■ **TASK DESCRIPTION**
Reproduce precisely the lines between the start of the data below and the line with "## Scenes (1/3)", both included.

■ **SOURCE MATERIAL**

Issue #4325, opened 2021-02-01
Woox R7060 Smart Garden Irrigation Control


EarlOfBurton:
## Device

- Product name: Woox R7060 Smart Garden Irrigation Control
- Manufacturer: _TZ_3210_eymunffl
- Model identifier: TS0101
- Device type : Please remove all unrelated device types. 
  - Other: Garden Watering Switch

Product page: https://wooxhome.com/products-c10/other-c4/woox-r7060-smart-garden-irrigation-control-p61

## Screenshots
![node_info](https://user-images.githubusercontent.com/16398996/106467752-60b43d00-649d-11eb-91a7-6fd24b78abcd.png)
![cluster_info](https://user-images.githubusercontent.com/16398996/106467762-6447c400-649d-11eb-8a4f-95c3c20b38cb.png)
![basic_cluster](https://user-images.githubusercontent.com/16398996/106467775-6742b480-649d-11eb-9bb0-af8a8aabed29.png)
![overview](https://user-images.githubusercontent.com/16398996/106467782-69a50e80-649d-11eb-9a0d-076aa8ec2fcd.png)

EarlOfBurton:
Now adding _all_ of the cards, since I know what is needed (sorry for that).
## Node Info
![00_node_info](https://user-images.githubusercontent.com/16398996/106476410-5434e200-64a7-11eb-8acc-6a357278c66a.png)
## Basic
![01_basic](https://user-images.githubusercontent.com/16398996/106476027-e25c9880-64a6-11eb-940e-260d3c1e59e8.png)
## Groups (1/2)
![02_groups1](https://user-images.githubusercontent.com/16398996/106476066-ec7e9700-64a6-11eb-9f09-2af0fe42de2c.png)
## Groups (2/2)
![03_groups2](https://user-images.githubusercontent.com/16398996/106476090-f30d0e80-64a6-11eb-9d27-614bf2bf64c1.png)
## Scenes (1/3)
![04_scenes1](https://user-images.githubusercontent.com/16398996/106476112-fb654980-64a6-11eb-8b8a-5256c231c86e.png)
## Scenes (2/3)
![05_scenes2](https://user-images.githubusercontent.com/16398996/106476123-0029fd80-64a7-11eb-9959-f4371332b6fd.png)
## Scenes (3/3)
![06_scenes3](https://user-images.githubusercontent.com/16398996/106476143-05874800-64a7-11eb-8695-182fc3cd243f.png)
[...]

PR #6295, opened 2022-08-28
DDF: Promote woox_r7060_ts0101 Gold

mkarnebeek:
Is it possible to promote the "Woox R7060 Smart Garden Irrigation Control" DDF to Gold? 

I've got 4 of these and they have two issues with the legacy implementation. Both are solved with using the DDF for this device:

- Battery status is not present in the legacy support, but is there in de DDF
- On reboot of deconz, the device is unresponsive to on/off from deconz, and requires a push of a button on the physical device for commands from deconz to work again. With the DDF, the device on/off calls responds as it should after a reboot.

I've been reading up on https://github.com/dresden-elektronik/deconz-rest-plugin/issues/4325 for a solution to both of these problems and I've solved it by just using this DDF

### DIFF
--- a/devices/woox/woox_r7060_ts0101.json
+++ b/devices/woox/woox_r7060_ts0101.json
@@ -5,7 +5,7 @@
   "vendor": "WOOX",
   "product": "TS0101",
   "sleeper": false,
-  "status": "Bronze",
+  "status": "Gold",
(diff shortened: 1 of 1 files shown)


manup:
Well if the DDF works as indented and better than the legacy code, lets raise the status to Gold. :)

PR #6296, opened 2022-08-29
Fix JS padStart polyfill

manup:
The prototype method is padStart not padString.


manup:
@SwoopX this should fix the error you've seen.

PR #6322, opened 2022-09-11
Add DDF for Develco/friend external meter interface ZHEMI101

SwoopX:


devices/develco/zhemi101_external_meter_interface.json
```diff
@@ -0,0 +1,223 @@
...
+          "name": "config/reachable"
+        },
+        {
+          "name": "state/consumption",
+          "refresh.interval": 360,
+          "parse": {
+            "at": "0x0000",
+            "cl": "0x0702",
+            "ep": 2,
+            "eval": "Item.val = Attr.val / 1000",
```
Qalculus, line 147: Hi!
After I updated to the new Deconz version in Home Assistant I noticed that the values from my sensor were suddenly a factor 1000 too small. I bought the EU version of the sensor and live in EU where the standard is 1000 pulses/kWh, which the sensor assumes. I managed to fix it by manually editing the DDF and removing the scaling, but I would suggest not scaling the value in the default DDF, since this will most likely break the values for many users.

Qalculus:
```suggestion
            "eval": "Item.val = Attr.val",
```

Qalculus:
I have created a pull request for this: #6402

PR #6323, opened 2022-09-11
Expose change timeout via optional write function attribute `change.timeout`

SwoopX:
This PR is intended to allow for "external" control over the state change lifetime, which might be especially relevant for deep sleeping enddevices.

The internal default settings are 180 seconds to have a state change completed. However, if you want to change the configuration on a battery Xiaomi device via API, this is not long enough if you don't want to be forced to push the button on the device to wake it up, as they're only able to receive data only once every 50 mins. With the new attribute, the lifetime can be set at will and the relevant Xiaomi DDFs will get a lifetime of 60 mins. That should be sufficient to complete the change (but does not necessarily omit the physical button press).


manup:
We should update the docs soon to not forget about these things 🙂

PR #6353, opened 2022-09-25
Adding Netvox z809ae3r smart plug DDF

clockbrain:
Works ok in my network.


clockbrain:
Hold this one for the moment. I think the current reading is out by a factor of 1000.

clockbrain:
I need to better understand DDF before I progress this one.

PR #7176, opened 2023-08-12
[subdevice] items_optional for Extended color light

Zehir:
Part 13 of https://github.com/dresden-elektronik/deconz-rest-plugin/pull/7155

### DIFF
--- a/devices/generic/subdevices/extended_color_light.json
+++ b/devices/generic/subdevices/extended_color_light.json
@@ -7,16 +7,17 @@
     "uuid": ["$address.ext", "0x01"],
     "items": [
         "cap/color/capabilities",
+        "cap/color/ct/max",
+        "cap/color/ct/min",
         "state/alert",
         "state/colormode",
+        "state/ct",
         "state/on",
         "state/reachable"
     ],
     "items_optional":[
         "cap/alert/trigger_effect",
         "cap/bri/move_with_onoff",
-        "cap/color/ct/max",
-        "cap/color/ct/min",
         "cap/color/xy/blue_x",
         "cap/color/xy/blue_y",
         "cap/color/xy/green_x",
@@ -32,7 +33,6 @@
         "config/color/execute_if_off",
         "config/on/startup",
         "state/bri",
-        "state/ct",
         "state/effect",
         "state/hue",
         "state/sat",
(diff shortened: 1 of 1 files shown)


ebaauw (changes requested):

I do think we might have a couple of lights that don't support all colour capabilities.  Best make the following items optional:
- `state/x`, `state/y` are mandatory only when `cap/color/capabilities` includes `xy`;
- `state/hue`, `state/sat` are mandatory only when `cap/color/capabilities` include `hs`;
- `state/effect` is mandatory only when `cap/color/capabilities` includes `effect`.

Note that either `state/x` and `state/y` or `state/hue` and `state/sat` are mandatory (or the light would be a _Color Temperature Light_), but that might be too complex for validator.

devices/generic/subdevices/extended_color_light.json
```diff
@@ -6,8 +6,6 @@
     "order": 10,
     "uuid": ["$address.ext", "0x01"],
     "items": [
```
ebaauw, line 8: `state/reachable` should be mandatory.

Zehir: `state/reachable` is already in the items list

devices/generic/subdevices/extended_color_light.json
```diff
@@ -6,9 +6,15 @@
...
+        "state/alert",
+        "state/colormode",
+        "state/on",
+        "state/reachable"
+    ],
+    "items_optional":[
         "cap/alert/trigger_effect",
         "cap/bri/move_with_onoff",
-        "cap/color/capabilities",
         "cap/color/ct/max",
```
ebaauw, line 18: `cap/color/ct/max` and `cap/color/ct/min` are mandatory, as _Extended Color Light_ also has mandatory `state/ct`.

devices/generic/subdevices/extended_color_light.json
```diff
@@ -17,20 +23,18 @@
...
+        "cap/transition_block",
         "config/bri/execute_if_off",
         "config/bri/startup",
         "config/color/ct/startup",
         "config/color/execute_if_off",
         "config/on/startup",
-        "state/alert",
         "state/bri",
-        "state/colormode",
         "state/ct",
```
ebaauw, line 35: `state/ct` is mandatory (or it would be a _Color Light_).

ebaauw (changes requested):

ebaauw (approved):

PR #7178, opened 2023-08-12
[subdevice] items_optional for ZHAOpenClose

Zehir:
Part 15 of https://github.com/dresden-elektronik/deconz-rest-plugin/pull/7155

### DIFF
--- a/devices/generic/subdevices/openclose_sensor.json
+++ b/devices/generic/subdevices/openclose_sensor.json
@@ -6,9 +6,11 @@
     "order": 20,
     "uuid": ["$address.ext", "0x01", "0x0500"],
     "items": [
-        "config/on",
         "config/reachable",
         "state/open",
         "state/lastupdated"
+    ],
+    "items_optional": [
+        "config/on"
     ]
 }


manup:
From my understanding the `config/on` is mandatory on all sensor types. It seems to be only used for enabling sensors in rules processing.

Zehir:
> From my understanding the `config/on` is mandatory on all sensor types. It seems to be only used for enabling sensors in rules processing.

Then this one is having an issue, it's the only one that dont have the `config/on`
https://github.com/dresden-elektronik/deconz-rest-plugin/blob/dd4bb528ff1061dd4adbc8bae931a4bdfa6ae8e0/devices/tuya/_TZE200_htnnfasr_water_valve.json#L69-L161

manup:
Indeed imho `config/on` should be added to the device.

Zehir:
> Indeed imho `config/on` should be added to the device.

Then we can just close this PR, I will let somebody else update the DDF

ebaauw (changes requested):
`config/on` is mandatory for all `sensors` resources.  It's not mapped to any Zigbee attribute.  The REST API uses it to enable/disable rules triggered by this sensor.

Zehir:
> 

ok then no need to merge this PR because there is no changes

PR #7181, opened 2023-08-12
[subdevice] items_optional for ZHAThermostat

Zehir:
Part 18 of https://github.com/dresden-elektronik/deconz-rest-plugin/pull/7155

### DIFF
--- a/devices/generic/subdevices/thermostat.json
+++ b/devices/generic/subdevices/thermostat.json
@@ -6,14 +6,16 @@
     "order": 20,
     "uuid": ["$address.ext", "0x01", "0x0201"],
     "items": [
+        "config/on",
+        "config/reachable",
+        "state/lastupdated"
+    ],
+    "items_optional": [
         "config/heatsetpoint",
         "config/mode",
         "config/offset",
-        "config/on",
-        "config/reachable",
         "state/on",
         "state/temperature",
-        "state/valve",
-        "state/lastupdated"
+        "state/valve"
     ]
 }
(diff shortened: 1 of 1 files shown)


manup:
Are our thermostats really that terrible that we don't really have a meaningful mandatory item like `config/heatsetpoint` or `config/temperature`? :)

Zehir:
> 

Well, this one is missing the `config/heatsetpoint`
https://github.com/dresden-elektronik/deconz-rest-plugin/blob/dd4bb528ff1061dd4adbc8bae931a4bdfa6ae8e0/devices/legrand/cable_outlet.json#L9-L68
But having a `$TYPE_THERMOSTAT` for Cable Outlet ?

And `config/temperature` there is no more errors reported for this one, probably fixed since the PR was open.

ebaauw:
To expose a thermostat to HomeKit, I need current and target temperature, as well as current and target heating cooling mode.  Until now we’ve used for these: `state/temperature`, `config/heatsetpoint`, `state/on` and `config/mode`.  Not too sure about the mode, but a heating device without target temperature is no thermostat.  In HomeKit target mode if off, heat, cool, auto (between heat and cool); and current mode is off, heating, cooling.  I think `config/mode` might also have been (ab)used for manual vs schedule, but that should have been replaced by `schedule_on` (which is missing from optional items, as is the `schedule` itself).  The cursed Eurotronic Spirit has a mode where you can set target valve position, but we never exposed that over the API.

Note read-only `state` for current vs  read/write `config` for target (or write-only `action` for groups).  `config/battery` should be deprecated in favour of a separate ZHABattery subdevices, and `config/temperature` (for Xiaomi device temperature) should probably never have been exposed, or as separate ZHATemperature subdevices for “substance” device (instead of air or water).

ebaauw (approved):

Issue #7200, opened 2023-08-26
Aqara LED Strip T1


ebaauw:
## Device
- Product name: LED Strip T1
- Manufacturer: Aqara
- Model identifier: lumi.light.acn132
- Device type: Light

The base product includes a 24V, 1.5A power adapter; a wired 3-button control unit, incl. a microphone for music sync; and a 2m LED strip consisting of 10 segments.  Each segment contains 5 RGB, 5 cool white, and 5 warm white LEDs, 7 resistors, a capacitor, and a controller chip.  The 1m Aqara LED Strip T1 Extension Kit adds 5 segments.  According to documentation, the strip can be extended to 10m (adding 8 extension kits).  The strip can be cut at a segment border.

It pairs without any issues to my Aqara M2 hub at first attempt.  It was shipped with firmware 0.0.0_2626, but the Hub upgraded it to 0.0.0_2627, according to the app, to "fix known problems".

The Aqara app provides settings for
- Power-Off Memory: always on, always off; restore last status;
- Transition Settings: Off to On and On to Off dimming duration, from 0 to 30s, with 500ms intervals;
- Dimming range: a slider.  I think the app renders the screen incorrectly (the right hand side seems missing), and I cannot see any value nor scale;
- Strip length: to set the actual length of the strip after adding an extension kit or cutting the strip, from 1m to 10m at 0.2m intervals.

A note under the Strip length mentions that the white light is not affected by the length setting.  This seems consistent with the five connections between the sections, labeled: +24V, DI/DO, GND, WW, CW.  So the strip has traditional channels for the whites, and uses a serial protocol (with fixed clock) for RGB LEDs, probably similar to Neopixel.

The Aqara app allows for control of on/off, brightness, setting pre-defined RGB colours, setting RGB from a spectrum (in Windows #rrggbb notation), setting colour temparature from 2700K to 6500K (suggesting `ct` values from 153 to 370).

■ **OUTPUT OF THE EXERCISE**
Issue #4325, opened 2021-02-01
Woox R7060 Smart Garden Irrigation Control


EarlOfBurton:
## Device

- Product name: Woox R7060 Smart Garden Irrigation Control
- Manufacturer: _TZ_3210_eymunffl
- Model identifier: TS0101
- Device type : Please remove all unrelated device types. 
  - Other: Garden Watering Switch

Product page: https://wooxhome.com/products-c10/other-c4/woox-r7060-smart-garden-irrigation-control-p61

## Screenshots
![node_info](https://user-images.githubusercontent.com/16398996/106467752-60b43d00-649d-11eb-91a7-6fd24b78abcd.png)
![cluster_info](https://user-images.githubusercontent.com/16398996/106467762-6447c400-649d-11eb-8a4f-95c3c20b38cb.png)
![basic_cluster](https://user-images.githubusercontent.com/16398996/106467775-6742b480-649d-11eb-9bb0-af8a8aabed29.png)
![overview](https://user-images.githubusercontent.com/16398996/106467782-69a50e80-649d-11eb-9a0d-076aa8ec2fcd.png)

EarlOfBurton:
Now adding _all_ of the cards, since I know what is needed (sorry for that).
## Node Info
![00_node_info](https://user-images.githubusercontent.com/16398996/106476410-5434e200-64a7-11eb-8acc-6a357278c66a.png)
## Basic
![01_basic](https://user-images.githubusercontent.com/16398996/106476027-e25c9880-64a6-11eb-940e-260d3c1e59e8.png)
## Groups (1/2)
![02_groups1](https://user-images.githubusercontent.com/16398996/106476066-ec7e9700-64a6-11eb-9f09-2af0fe42de2c.png)
## Groups (2/2)
![03_groups2](https://user-images.githubusercontent.com/16398996/106476090-f30d0e80-64a6-11eb-9d27-614bf2bf64c1.png)
## Scenes (1/3)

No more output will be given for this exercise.